### Assignment:
Set each line of the data down exactly, please.

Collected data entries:
- Opening Delimiter -

PR #1538, opened 2019-01-08
Include broker name in `cf services` output

nmaslarski:
When executing `cf services` command you get the list of services in your org/space.
This PR adds a column showing the service broker name of these services.

More information on https://www.pivotaltracker.com/n/projects/2105761/stories/160752090

Best,
Niki
On behalf of SAPI Team

### DIFF
--- a/integration/shared/isolated/services_command_test.go
+++ b/integration/shared/isolated/services_command_test.go
@@ -1,6 +1,7 @@
 package isolated
 
 import (
+	"code.cloudfoundry.org/cli/api/cloudcontroller/ccversion"
 	"code.cloudfoundry.org/cli/integration/helpers"
 	. "github.com/onsi/ginkgo"
 	. "github.com/onsi/gomega"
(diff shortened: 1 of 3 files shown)


integration/shared/isolated/services_command_test.go
```diff
@@ -123,9 +123,9 @@ var _ = Describe("services command", func() {
 		It("displays all service information", func() {
 			session := helpers.CF("services")
 			Eventually(session).Should(Say("Getting services in org %s / space %s as %s...", orgName, spaceName, userName))
-			Eventually(session).Should(Say(`name\s+service\s+plan\s+bound apps\s+last operation`))
-			Eventually(session).Should(Say(`%s\s+%s\s+%s\s+%s\s+%s`, managedService1, service, servicePlan, appName1, "create succeeded"))
-			Eventually(session).Should(Say(`%s\s+%s\s+%s\s+%s, %s\s+%s`, managedService2, service, servicePlan, appName1, appName2, "create succeeded"))
+			Eventually(session).Should(Say(`name\s+service\s+plan\s+bound apps\s+last operation\s+broker`))
```
willmurphyscode: These tests will fail when run against our legacy environment. Please conditionally skip them based on the CC API version when `service_broker_name` was added to the JSON payload.

The current behavior is that when the service broker name is unavailable, the column is displayed but its value is always empty. Please also add a test that only runs on the legacy environment that asserts that the command succeeds and displays the empty column.

willmurphyscode: Please add a constant for the lowest version where the broker name will show up here: https://github.com/cloudfoundry/cli/blob/71ba30a7fb3bb3177b49dd6f82c943db55ea2686/api/cloudcontroller/ccversion/minimum_version.go#L3

ablease: Hey @willmurphyscode. We have updated this PR so that we conditionally skip these tests when the CC API version is lower than `ccversion.MinVersionServiceBrokerNameV2`.  Please see this [commit](https://github.com/cloudfoundry/cli/pull/1538/commits/7785447f585923697a128cd8b22e698cf3070c56)

Thanks!

Alex + @nmaslarski

tjvman: These tests are now working against my local legacy environment, so I'll resolve this conversation.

- Closing Delimiter -

### Response box:
PR #1538, opened 2019-01-08
Include broker name in `cf services` output

nmaslarski:
When executing `cf services` command you get the list of services in your org/space.
This PR adds a column showing the service broker name of these services.

More information on https://www.pivotaltracker.com/n/projects/2105761/stories/160752090

Best,
Niki
On behalf of SAPI Team

### DIFF
--- a/integration/shared/isolated/services_command_test.go
+++ b/integration/shared/isolated/services_command_test.go
@@ -1,6 +1,7 @@
 package isolated
 
 import (
+	"code.cloudfoundry.org/cli/api/cloudcontroller/ccversion"
 	"code.cloudfoundry.org/cli/integration/helpers"
 	. "github.com/onsi/ginkgo"
 	. "github.com/onsi/gomega"
(diff shortened: 1 of 3 files shown)


integration/shared/isolated/services_command_test.go
```diff
@@ -123,9 +123,9 @@ var _ = Describe("services command", func() {
 		It("displays all service information", func() {
 			session := helpers.CF("services")
 			Eventually(session).Should(Say("Getting services in org %s / space %s as %s...", orgName, spaceName, userName))
-			Eventually(session).Should(Say(`name\s+service\s+plan\s+bound apps\s+last operation`))
-			Eventually(session).Should(Say(`%s\s+%s\s+%s\s+%s\s+%s`, managedService1, service, servicePlan, appName1, "create succeeded"))
-			Eventually(session).Should(Say(`%s\s+%s\s+%s\s+%s, %s\s+%s`, managedService2, service, servicePlan, appName1, appName2, "create succeeded"))
+			Eventually(session).Should(Say(`name\s+service\s+plan\s+bound apps\s+last operation\s+broker`))
```
willmurphyscode: These tests will fail when run against our legacy environment. Please conditionally skip them based on the CC API version when `service_broker_name` was added to the JSON payload.

The current behavior is that when the service broker name is unavailable, the column is displayed but its value is always empty. Please also add a test that only runs on the legacy environment that asserts that the command succeeds and displays the empty column.

willmurphyscode: Please add a constant for the lowest version where the broker name will show up here: https://github.com/cloudfoundry/cli/blob/71ba30a7fb3bb3177b49dd6f82c943db55ea2686/api/cloudcontroller/ccversion/minimum_version.go#L3

ablease: Hey @willmurphyscode. We have updated this PR so that we conditionally skip these tests when the CC API version is lower than `ccversion.MinVersionServiceBrokerNameV2`.  Please see this [commit](https://github.com/cloudfoundry/cli/pull/1538/commits/7785447f585923697a128cd8b22e698cf3070c56)

Thanks!

Alex + @nmaslarski

tjvman: These tests are now working against my local legacy environment, so I'll resolve this conversation.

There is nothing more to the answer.